**EXERCISE MATERIALS:**

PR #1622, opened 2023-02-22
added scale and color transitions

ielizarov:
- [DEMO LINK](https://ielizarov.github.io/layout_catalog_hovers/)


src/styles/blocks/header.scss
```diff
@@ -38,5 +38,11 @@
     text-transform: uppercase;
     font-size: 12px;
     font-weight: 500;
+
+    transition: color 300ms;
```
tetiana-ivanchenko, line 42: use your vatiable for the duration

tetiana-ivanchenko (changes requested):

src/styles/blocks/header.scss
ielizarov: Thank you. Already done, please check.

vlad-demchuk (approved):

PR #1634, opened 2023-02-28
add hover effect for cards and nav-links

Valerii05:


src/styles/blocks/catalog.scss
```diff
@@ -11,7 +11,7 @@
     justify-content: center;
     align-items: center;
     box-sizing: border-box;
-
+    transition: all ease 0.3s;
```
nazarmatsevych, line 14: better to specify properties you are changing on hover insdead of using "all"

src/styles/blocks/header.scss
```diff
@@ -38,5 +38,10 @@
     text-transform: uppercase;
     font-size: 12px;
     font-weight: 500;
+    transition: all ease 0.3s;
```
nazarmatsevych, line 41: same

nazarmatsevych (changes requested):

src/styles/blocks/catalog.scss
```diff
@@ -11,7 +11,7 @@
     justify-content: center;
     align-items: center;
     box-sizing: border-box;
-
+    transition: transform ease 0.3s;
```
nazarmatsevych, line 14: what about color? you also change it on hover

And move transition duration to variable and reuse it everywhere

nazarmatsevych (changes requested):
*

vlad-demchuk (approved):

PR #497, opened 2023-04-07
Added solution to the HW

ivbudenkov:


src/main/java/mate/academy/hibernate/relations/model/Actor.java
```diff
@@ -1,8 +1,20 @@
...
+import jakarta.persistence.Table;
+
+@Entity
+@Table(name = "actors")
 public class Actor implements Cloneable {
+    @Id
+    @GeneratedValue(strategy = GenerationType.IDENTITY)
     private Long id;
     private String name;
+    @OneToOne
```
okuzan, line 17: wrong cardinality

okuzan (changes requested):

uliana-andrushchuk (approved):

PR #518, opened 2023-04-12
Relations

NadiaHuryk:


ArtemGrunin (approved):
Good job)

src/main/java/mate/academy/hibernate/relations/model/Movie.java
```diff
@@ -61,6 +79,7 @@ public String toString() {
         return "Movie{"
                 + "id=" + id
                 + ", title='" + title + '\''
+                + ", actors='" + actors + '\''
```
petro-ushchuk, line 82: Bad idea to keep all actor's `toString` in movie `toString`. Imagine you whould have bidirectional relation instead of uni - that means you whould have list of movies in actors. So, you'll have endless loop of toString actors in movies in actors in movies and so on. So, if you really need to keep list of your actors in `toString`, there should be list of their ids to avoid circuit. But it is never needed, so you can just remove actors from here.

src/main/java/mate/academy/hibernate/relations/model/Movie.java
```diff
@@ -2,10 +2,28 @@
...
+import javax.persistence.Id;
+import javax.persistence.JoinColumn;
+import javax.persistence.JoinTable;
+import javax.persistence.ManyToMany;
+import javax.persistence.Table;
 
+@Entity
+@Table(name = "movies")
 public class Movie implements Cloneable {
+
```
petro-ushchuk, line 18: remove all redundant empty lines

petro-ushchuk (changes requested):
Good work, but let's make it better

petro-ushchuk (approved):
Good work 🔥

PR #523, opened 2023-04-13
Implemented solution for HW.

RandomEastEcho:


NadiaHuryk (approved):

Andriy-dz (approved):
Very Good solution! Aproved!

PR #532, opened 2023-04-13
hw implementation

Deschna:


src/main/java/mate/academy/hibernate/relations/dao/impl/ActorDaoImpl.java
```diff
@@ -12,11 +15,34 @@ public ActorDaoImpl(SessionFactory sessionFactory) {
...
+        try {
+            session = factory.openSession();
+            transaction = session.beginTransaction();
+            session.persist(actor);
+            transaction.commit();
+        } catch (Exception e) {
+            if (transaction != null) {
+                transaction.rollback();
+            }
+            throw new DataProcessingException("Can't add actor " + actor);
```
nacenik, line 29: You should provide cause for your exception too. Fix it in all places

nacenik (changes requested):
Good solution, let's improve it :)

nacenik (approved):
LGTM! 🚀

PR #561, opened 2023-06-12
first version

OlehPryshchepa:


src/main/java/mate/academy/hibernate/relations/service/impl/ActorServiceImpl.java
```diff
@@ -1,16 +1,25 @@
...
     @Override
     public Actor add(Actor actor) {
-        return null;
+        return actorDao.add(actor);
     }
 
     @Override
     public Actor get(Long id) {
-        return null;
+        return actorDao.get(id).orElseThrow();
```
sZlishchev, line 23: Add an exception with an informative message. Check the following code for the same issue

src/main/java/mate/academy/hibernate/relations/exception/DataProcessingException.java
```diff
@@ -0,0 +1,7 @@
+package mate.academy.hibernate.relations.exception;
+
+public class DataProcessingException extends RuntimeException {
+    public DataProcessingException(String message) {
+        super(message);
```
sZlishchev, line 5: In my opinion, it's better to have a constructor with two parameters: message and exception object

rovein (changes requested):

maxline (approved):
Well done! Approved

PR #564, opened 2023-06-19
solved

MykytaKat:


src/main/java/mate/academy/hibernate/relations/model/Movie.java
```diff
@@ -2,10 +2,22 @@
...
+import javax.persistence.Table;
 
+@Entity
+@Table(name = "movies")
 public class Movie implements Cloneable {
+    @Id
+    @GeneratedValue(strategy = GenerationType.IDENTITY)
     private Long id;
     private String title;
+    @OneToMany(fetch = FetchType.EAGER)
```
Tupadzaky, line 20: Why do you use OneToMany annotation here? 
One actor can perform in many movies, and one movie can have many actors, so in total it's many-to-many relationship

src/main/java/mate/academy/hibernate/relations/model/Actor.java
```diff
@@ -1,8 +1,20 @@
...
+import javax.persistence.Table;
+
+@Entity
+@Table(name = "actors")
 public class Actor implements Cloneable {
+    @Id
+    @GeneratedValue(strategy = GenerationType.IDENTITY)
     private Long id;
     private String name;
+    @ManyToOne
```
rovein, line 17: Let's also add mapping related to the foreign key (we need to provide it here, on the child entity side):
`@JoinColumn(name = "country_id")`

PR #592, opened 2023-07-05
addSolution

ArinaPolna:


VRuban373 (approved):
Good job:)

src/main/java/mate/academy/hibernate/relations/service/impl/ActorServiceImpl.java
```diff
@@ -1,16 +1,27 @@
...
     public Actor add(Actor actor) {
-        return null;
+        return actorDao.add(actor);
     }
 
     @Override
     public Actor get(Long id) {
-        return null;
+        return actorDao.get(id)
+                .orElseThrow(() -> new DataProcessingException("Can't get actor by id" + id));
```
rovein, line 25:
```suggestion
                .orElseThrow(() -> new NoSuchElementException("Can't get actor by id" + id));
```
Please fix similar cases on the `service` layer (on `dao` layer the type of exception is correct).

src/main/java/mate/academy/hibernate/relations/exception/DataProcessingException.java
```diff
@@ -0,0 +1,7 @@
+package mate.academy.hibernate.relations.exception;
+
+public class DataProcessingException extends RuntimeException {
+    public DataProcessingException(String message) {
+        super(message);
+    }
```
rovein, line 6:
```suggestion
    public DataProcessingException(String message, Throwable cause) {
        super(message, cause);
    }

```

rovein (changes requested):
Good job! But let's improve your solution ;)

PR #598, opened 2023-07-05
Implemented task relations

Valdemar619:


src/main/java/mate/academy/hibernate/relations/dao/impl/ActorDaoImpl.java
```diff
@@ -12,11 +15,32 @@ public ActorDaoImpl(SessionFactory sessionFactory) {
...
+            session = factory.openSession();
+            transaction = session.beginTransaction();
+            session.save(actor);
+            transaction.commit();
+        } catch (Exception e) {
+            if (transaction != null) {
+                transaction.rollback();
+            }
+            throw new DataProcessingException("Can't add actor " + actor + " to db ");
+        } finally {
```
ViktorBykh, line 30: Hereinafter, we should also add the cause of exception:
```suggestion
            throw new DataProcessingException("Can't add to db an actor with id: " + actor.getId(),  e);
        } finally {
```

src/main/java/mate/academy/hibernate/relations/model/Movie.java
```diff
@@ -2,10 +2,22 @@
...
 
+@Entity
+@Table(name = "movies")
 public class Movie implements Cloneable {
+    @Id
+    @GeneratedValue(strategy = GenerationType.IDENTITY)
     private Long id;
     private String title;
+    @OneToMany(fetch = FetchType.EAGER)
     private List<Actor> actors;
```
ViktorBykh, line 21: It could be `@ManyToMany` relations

**EXERCISE GOAL:** The line containing "ViktorBykh, line 30: Hereinafter, we" and every line after it, through the last one above, should be written out word for word.

**THE COMPLETED TASK:**
ViktorBykh, line 30: Hereinafter, we should also add the cause of exception:
```suggestion
            throw new DataProcessingException("Can't add to db an actor with id: " + actor.getId(),  e);
        } finally {
```

src/main/java/mate/academy/hibernate/relations/model/Movie.java
```diff
@@ -2,10 +2,22 @@
...
 
+@Entity
+@Table(name = "movies")
 public class Movie implements Cloneable {
+    @Id
+    @GeneratedValue(strategy = GenerationType.IDENTITY)
     private Long id;
     private String title;
+    @OneToMany(fetch = FetchType.EAGER)
     private List<Actor> actors;
```
ViktorBykh, line 21: It could be `@ManyToMany` relations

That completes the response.